┌─ Supplied entries
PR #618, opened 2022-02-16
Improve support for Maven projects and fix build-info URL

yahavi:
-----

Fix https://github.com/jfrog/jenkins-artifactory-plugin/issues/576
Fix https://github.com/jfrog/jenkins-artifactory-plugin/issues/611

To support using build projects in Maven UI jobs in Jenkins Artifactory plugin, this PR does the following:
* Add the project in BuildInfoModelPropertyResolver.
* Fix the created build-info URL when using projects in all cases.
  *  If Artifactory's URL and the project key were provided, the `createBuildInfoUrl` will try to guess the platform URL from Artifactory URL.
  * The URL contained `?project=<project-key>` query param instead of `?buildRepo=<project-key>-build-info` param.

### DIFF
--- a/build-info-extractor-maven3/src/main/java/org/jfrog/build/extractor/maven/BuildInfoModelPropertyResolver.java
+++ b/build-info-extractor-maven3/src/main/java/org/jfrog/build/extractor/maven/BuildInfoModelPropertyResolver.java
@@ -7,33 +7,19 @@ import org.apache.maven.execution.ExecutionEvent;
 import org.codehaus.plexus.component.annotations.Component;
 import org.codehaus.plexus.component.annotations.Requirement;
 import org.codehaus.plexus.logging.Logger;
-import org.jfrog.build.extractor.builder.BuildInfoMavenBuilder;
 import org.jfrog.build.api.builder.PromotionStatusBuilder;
└─
┌─ Supplied entries
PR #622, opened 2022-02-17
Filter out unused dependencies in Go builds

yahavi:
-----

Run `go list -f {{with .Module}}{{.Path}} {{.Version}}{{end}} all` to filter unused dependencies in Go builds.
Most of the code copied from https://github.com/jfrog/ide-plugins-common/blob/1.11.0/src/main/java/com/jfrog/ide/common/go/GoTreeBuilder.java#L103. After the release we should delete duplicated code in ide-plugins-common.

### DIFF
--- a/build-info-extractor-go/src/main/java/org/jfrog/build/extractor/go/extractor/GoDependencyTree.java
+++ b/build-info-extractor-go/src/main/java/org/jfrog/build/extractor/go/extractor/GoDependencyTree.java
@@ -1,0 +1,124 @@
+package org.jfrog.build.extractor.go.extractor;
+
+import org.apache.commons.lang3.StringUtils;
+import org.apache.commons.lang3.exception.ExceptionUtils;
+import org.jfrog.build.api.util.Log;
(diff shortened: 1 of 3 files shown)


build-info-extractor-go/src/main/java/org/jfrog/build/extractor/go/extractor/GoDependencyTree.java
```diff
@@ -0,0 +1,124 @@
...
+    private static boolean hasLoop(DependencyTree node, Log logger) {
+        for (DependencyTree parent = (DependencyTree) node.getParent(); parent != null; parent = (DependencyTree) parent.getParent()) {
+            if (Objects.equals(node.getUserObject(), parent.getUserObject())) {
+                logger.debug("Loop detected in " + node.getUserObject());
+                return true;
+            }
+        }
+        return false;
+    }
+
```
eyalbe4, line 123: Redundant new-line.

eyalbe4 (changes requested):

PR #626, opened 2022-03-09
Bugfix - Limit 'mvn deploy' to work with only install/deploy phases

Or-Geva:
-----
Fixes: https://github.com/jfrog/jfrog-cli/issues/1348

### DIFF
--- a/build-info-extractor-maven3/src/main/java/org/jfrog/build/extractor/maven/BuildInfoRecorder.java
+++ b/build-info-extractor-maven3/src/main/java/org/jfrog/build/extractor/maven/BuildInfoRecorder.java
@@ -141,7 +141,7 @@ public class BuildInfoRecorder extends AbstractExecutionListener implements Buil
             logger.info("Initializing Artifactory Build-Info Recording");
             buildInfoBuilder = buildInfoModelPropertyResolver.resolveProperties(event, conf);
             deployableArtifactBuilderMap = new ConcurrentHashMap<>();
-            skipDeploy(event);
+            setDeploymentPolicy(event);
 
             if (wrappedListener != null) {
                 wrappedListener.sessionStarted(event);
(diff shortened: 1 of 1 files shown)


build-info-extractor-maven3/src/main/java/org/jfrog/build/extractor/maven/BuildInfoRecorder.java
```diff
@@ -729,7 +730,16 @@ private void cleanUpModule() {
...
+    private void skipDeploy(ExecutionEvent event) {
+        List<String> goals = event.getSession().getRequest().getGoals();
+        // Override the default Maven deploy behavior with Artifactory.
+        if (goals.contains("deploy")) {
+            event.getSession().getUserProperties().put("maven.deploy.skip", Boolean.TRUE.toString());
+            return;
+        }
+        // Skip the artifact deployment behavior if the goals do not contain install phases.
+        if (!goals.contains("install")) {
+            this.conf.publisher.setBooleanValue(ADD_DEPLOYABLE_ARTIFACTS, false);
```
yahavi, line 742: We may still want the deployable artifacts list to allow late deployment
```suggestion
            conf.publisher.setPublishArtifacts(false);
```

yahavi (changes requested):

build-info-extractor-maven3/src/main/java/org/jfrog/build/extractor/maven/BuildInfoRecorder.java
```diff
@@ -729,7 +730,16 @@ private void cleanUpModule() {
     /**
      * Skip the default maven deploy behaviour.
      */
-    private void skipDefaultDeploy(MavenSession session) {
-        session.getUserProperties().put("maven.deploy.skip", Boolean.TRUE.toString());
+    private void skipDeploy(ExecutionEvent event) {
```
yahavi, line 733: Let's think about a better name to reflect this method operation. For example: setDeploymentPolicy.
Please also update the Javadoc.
└─
Exercise prompt >> Going through the records above, count the lines that hold the string "getUserObject" and give only the total.

The answer >> 2